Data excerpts
PR #856, opened 2019-03-29
Update Citus version to 8.2

velioglu:


jonels-msft:
Thanks!

I'll have to change the versions in other places in the docs too prior to merging, and run through my upgrade testing checklist.

jonels-msft:
Merged the other PR to do the version bump

PR #858, opened 2019-04-04
single node psql connection option for tutorials

### LINKED ISSUE #855: Tutorial issue
After running the installation tutorial:

http://docs.citusdata.com/en/v8.1/installation/single_machine_debian.html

- WORK INSTRUCTIONS -
With the line that contains "single node psql" as the first and the final line of the data as the last, repeat every line in that span exactly.

- YOUR RESPONSE -
single node psql connection option for tutorials

### LINKED ISSUE #855: Tutorial issue
After running the installation tutorial:

http://docs.citusdata.com/en/v8.1/installation/single_machine_debian.html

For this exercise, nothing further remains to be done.